- [SOURCE MATERIAL]
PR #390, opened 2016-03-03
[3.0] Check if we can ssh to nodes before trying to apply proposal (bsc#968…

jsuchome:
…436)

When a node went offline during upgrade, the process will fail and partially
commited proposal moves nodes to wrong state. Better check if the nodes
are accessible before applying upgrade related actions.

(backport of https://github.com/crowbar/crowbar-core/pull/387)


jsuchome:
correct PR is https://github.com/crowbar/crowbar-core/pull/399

---

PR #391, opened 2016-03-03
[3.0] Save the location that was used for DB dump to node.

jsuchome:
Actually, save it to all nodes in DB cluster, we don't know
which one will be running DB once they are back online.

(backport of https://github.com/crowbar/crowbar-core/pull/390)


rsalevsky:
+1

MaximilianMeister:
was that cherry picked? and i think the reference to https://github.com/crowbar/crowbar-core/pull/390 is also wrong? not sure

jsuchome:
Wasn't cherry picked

---

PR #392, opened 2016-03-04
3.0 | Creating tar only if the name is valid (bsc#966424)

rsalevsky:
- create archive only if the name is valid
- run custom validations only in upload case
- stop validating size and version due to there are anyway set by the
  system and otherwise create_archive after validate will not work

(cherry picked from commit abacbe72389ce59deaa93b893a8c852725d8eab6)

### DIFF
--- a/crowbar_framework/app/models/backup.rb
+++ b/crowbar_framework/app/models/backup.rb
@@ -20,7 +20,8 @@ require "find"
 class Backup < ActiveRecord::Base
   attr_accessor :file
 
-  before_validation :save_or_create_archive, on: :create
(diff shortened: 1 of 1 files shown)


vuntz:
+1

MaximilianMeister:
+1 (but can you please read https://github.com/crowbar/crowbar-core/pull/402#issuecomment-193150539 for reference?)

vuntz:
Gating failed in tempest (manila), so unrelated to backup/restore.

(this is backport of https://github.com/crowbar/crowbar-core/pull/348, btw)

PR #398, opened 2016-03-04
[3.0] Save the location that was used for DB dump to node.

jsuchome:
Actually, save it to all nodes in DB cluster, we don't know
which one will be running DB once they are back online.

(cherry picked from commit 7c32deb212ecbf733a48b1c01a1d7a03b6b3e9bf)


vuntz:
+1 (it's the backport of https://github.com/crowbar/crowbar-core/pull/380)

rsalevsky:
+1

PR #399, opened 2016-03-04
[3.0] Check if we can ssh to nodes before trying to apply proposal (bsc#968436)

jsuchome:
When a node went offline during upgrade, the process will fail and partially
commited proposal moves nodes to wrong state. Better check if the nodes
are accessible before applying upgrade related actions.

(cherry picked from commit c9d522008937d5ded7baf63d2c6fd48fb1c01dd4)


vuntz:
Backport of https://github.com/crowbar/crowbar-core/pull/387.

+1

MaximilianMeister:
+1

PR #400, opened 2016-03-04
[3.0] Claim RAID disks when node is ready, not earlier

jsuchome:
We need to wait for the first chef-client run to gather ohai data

- [YOUR TASK] For this exercise, please output exactly the lines above starting at the line with "PR #390, opened 2016-03-03" and ending at the line with "correct PR is", ends included.

- [PROBLEM SOLUTION]
PR #390, opened 2016-03-03
[3.0] Check if we can ssh to nodes before trying to apply proposal (bsc#968…

jsuchome:
…436)

When a node went offline during upgrade, the process will fail and partially
commited proposal moves nodes to wrong state. Better check if the nodes
are accessible before applying upgrade related actions.

(backport of https://github.com/crowbar/crowbar-core/pull/387)


jsuchome:
correct PR is https://github.com/crowbar/crowbar-core/pull/399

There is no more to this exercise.